C. Energy Efficiency Analysis
To measure power efficiency we need to measure power consumed during execution of algorithms on each device. Power consumption for each device was measured during execution of algorithm on each device using a watt meter. For sequential version we use Pentium(R) to minimize power consumed by idle cores. To measure power, we disconnect both GPU and FPGA from the system and run the algorithm with minimum (constant) number of background applications running. Average power consumed by CPU for our three implementations is around 70 Watts. The average power consumed by the system for the execution of FPGA code is around 60 Watts while for GPU, it is around 245 Watts. Note that we only use Pentium CPU as host for FPGA and GPU versions as only a small fraction of host computational resources are required to schedule kernels. For Xeon and Core-i5 we can directly measure power as no extra devices are connected to them. Fig 8 shows the power efficiency comparison of different sampling strategies.
D. Quality Assessment
Our proposed FPGA based strategy is only accurate if it produces results similar to the sequential algorithms described in [12] . We run sequential and parallel version of three sampling algorithms on the largest graph (30M defined as follows [12] : Rank Exponent is defined as the slope of log-log plot of node degrees vs their rank, where a node of kth highest degree will have a rank of k. Degree Exponent is defined the slope of log-log plot of degree frequency vs degree.
Our experiments show that, for sampling percentages ranging from 10% to 70%, our proposed FGPA based strategy exhibits similar results with maximum difference of only 0.3% which is due to randomness involved in removal process.

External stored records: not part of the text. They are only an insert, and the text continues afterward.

PR #8118, opened 2026-08-14
feat(ai): add requiresNonNullAssistantContent compat flag

### LINKED ISSUE #8063: add requiresNonNullAssistantContent compat flag for gateways that reject null assistant content

Add a new requiresNonNullAssistantContent compat flag to the OpenAI-completions provider compat layer (OpenAICompletionsCompat), independent of the existing requiresAssistantAfterToolResult flag.

### Why?

Some OpenAI-compatible gateways reject replayed assistant messages whose content is null (e.g. tool-call-only assistant messages) and require "" instead. The only existing way to force "" today is requiresAssistantAfterToolResult, but that flag also inserts an assistant message between tool results and the following user message — a separate behavior. Users who only need the non-null content fix have no way to enable it without the assistant-insertion side effect.

### How? (optional)

How?

1. Add requiresNonNullAssistantContent?: boolean to OpenAICompletionsCompat in packages/ai/src/types.ts (default false).

2. In packages/ai/src/api/openai-completions.ts, extend the assistant content: … ? "" : null check to requiresAssistantAfterToolResult || requiresNonNullAssistantContent, and route it through detectCompat / getCompat like the other compat flags.
3. Add it to the default compat objects in packages/ai/scripts/generate-models.ts and the TypeBox schema in packages/coding-agent/src/core/model-config.ts.
4. Doc updates in packages/ai/README.md and packages/coding-agent/docs/.
Impact is opt-in only (default false), no existing provider behavior changes.

gaoyk19:
Some OpenAI-compatible gateways reject replayed assistant messages whose content is null (e.g. tool-call-only assistant messages) and require "" instead. The only existing way to force "" was
requiresAssistantAfterToolResult, which also inserts an assistant message between tool results and the following user message.

Add an independent opt-in flag so the non-null content fix can be enabled without the assistant-insertion side effect. Default false, so no existing provider behavior changes.

Added tests covering the default (null), the new flag (""), and that
requiresAssistantAfterToolResult still inserts the assistant message.

npm run check and ./test.sh pass. Two pre-existing failures are unrelated:
packages/ai/test/fireworks-models.test.ts fails on a clean main, and the
packages/agent bash-timeout test passes in isolation.

closes #8063


nijave:
Cloudflare AI Gateway being one of them 😢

V. CONCLUSION The goal of the paper is to develop a graph sampling technique using FPGAs which can sample large graphs in parallel, is highly scalable and energy-efficient. We develop parallel FPGA-based sampling strategies that include DRV, DRE and DRVE. Our proposed FPGA based design not only exploits fine grained parallelism for sampling process but is also highly energy efficient when compared with CPU and GPU versions. Our extensive experiments indicate that our proposed technique compared with sequential (CPU) version provides 2x speedup and is 3x more energy efficient. When compared with GPU version, our FPGAs based strategy provides comparable execution run-times while having 10 times better energy efficiency. We also show that our FPGAs based strategy is more energy efficient when compared with parallel versions of CPUs. We also measure graph characteristics of sampled graph and compare them with the original graph and those produced by sequential sampling algorithms. These characteristics are within the bounds of originally proposed algorithms [12] and closely match with the sequential version.